-
Notifications
You must be signed in to change notification settings - Fork 11
Description
Hi, I'm a little confused about how to adjust the searching window for positions near the end of the sequence.
I know that these positions need to be kept for producing an equal number of strobemers as k-mers. But in sequence mapping/searching scenarios, unlike k-mers, the strobemers near the end of the sequences would be different from these in the reference sequence, because of the incomplete searching window.
In the function seq_to_randstrobes2_iter
:
window_p_start = p + strobe_w_min_offset if p + strobe_w_max_offset <= len(hash_seq_list) else max( (p + strobe_w_min_offset) - (p + strobe_w_max_offset - len(hash_seq_list)), p )
window_p_end = min(p + strobe_w_max_offset, len(hash_seq_list))

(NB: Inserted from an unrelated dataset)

PR #1152, opened 2017-11-30
Add ArgumentValue#default_used? and Arguments#default_used?

chrisbutcher:
As discussed the other day in the GraphQL #ruby Slack channel, I've been looking for a way, via instrumentation http://graphql-ruby.org/queries/instrumentation.html in an `after_query` method, to determine whether an `GraphQL::Argument` defined on a `GraphQL::InputObjectType` _that has a default_ actually used the default during resolution.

For positions near the end of the sequence (p + strobe_w_max_offset > len(hash_seq_list)
),
max( (p + strobe_w_min_offset) - (p + strobe_w_max_offset - len(hash_seq_list)), p )
equals to
max( len(hash_seq_list) - (strobe_w_max_offset - strobe_w_in_offset), p)
As I understand, it keeps the size of the searching window and moves the window to the left (box A in the figure below), am I right? Have you tried the way in box B?
Besides, for order 3, the windows of m2
and m3
would have some duplicated regions, is this OK?